# I failed my emissions test ;o(



## ShadyGirl420 (Oct 7, 2006)

I went to the emissions place today, and I must say i wasnt at all surprsied to hear the bad news. The car is not in its best shape at all. im slowy going to improve that. I will have to take it to a a shop to get it fixed, but since I dont know to much about cars, I want to make sure they dont try to screw me.
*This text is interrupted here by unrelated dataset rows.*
PR #613, opened 2022-07-19
Upgraded frontend-build version to v12

BilalQamar95:
**Ticket:**
[42: Upgrade eslint to v8.x](https://github.com/openedx/frontend-wg/issues/42)

**What changed?**
- Updated `frontend-build `to v12 (Eslint was updated in `frontend-build` version resulting in it's version being bumped to v12. This PR updates `frontend-build` to reciprocate eslint version update)
- Resolved `eslint` issues

PR #624, opened 2022-08-18
Revert "Upgraded frontend-build version to v12"

alangsto:
Reverts openedx/frontend-app-account#613

The PR being reverted is causing edits to form fields on the account settings page to error:

Screen Shot 2022-08-18 at 4 29 32 PM (1)

Reverting because we would like to release a form for COPPA compliance, but we are blocked from deploying to prod by the errors from this PR.

### DIFF
--- a/.eslintrc.js
+++ b/.eslintrc.js
@@ -1,4 +1,3 @@
-// eslint-disable-next-line import/no-extraneous-dependencies
 const { createConfig } = require('@edx/frontend-build');
 
 module.exports = createConfig('eslint');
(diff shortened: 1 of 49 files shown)


alangsto:
fyi @BilalQamar95

ashultz0 (approved):

abdullahwaheed:
@alangsto `ValidationFormGroup` is removed in #612 and i have tested is locally. I think we should merge it and this issue will automatically resolve
image

schenedx (changes requested):
This is a huge PR to revert.
I am wondering if we can fix forward.
Do we know the root cause of the bug where the edit name button leads directly to error view?

PR #625, opened 2022-08-19
Reverted changes made to satisfy jsx-no-useless-fragment rule

BilalQamar95:
**Description:** 
Removing fragments to satisfy `react/jsx-no-useless-fragment` resulted in TypeError, reverted those changes & ignored the rule.
Screen Shot 2022-08-19 at 5 22 53 PM


alangsto (approved):
Thanks for the fix! I also tested this locally and everything looks great 👍

PR #630, opened 2022-08-23
perf: preload MFE Config API response in index.html

kdmccormick:
Recently, a capability was added to this MFE that allows it
to load configuration from the LMS's MFE Config
API instead of requiring it to be baked-in to the webpack
build.

When enabled, though, this capability blocks any render
of the MFE until the Config API responds. So, in order to
minimize the amount of time that the MFE is waiting
on the Config API response, we preload the API
response via a <link> in the <head> section
of index.html, which recommends to the browser
to immediately begin loading the MFE Config API
response as soon as index.html is loaded. Otherwise,
the Config API wouldn't be called until React and
frontend-platform are loaded.


kdmccormick:
Closed in favor of #631

PR #641, opened 2022-09-05
Supported Transifex languages in Makefile

abdullahwaheed:
### Ticket
[Expand list of supported Transifex languages to push/pull in Makefile](https://github.com/openedx/frontend-wg/issues/119)

### What has changed
Updated list of Transifex languages in make file to be consistent with Translation Working Groups's active languages. Removed unused files and added new files


dyudyunov:
> @adamstankiewicz i have updated languages list as suggested but in account page, listed languages still differs from the changed languages. Should we update them as well? image

Hi

I'm researching if the list of available languages should show only options added to the dark lang config (as it was on the legacy account page).

I would love to know openedx's plans for it

BilalQamar95 (approved):

ishahroz (approved):
Looks good to me.

Issue #1390, opened 2015-10-08
README does not provide full list of transitions


adunning:
There are references to page and cube transitions later in the document, but the only transition styles listed as configuration options are `none/fade/slide/convex/concave/zoom`.

hakimel:
The page and cube transitions used to be in the readme but have since been deprecated due to how inflexible they were. They're still in the CSS for backwards compatibility though.

adunning:
Thanks; I hadn't realized this. There is still one reference to the removed transitions: is this intentional?

hakimel:
That was unintentional – just removed it in 35462a424c4899747aa2079101372c66ac14d211.

adunning:
Great; thank you!

PR #1398, opened 2015-10-13
Fix Issue #1390 by adding full list of transitions

billglover:
Add the full list of transitions to documentation and comments.

The full list of transitions was taken from reveal.css.


hakimel:
Thanks for the PR. The "linear" and "default" transitions were renamed to "slide" and "convex". The old names remain in the CSS for backwards compatibility but should not be referenced in the readme.

PR #1401, opened 2015-10-14
Move up Presentation Size section.

adunning:
This brings together all configuration options.


hakimel:
Good call, thanks!

adunning:
Thank *you* for reveal.js!

Issue #1022, opened 2014-09-30
class=stretch doesn't work in print-pdf


VladimirAlexiev:
[Stretching](https://github.com/hakimel/reveal.js/#stretching-elements) is a very nice feature: I very often have an intro para, followed by a large image that I want to take the rest of the page.

It works for normal mode, but unfortunately not for print-pdf.

Inspecting with Chrome I see:
- screen:
  `<img src="./img/GVP-architecture.png" alt="GVP-architecture.png" class="stretch" style="width: 977.91646778043px; height: 733px;">`
- print-pdf: 
  `<img src="./img/GVP-architecture.png" alt="GVP-architecture.png" class="stretch">`
  and the image is too small

I work around this by putting for every wide image:
`class="stretch" style="width:1000px"`
(I run at width=1200, height:925). It stretches optimally for screen and still works ok for print.

For narrower images, I have to specify a smaller number to avoid page overflow

obama:
+1

cjoneill:
Rather than add markup to each image, I'm currently hacking around this as follows:

```
<style type="text/css">
  .print-pdf .stretch {
    max-width:100%;
  }
</style>
```

ramezrafla:
This issue is still open. Upon inspection of the code, it seems layout of the slides is done real-time when the slide is shown in browser: ```` slide(..) --> layout() --> layoutSlideContents(..) ````

There is therefore no easy solution to this problem, except writing code that traverses all slides when in PDF mode and runs layoutSlideContents(). 

Given the original author has an online service to create those slides, it is likely that the size information is added at creation time, vs. manual slides creation which expects images to automatically size.

This issue will therefore likely need to be solved by the community. We will look into it too at our end. Will require deeper understanding of the code (or just write new functions for PDF only)

ramezrafla:
I believe I solved it (or at least am almost there, works at my end). 

In reveal.js, add this at the end of function ````setupPDF```

````		layoutSlideContents(pageWidth*0.9,pageHeight*0.9,10); ````

The numbers may need to be tweaked a bit, but looks great at my end

hakimel:
Fixed in dev in #1844

PR #1416, opened 2015-10-30
Support PDF printing for img.stretch

ramezrafla:
Hakim, this is a minor change to fix the non-resizing of images with class 'stretch' when printing PDF. The numbers may need to be tweaked but looks good at my end. This refers resolves issue #1022

### DIFF
--- a/js/reveal.js
+++ b/js/reveal.js
@@ -555,6 +555,9 @@
 			}
 		} );
 
+		// to resize images with class stretch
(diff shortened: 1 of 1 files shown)


riezebosch:
This works for me, please merge!

edmcdonagh:
This works for me too, and is very useful with large images that are constrained by 'stretch' in the standard view.

hakimel:
Merged a fix for this in #1844, it's mostly the same as the change in this PR but using the explicit page width/height instead of a scaled down page width/height.

PR #1419, opened 2015-11-02
fixed loading

teawithfruit:
fixed marked.js loading with require.js. the markdown plugin rises an error, if marked.js is not loaded before using it.


hakimel:
Your commit has been merged into the dev branch and will go out with the next release, thanks!

PR #1421, opened 2015-11-03
README - remove script tag from markdown section

petrblaho:
\<script type="text/template"\> is not needed when using \<section data-markdown\> as
shown in index.html.

### DIFF
--- a/README.md
+++ b/README.md
@@ -37,17 +37,15 @@ Markup hierarchy needs to be ``<div class="reveal"> <div class="slides"> <sectio
 
 ### Markdown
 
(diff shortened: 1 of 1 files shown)


hakimel:
The template wrapper is needed so that the Markdown content isn't parsed by the browser before we can pick it up using JavaScript. For example, neither of the following would work without the wrapper:

```html
<section data-markdown>
	<script type="text/template">
		<http://slides.com>

		```<b>Hello world</b>```

		<u>test</u>
	</script>
</section>
```

Issue #1418, opened 2015-11-01
Synchronous XMLHttpRequest on the main thread is deprecated AND makes some CDN usage difficult


ivanoats:
I get the warning Synchronous XMLHttpRequest on the main thread is deprecated. 

The full warning is:
`d2q4nobwyhnvov.cloudfront.net/dffb9bbc-edbd-4e7d-a0c1-546a50ade31e/tI-NcHSnnRPTlg/plugin/markdown/markdown.js:254 Synchronous XMLHttpRequest on the main thread is deprecated because of its detrimental effects to the end user's experience. For more help, check http://xhr.spec.whatwg.org/.`

I guess this is because I am using Amazon's CloudFront CDN.

It's in line 254 of plugin/markdown/markdown.js. 

What is your preferred way of changing this sync call to async?  Interested in a PR? I could get one started with some guidance.

PR #1428, opened 2015-11-10
Changed XMLHTTPRequest mode to asynchronous.

sloan-848:
Addresses issue #1418 by changing mode to asynchronous for XMLHTTPRequest call.


s-bernard:
This does not work as convertSlides is called before processSlides is actually finished.

s-bernard:
I created #1458 which fixes the problem.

Here is the results I got for my test....

HC(Hydrocarbons) GPM: Standard:0.80/Readings:4.15
CO(Carbon Monoxcide) GPM: Standard:15.00/Readings:19.00
NOx(Oxides of Nitrogen) GPM:Standards:2.50/Readings:2.45

If anyone can help me out on this, I would really appreciate it.


----------



## MickeyKnox (Jun 17, 2006)

is your engine light on?
it maybe catalytic converter or egr valve.
those hydrocarbons deviations from the standard are pretty large I think.
the others look ok. 

you should perform tune up, change oil. run one of those "emission test pass guarantee"
fluids through your exhaust system and hopefully you won't need to spend money on 
fixing things. can by the fluid in nearby autozone. hopefully you will pass the test second time.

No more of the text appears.